-- Source information follows --
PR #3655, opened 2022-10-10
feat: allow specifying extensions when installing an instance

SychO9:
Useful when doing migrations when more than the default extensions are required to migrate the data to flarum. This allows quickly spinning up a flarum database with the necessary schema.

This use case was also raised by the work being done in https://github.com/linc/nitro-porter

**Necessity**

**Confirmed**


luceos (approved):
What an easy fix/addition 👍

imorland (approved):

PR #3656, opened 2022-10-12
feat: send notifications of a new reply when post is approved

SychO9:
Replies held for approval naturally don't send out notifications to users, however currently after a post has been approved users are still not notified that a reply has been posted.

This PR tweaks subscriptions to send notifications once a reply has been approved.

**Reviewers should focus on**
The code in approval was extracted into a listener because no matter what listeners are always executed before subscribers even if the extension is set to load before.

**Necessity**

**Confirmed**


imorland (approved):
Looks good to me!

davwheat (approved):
-- Source information concluded --
- _Goal of the exercise_
Repeat each line, unchanged, from the line that contains "Replies held for" to the end of the listing above.

- _Written answer_
Replies held for approval naturally don't send out notifications to users, however currently after a post has been approved users are still not notified that a reply has been posted.

This PR tweaks subscriptions to send notifications once a reply has been approved.

**Reviewers should focus on**
The code in approval was extracted into a listener because no matter what listeners are always executed before subscribers even if the extension is set to load before.

**Necessity**

**Confirmed**


imorland (approved):
Looks good to me!

davwheat (approved):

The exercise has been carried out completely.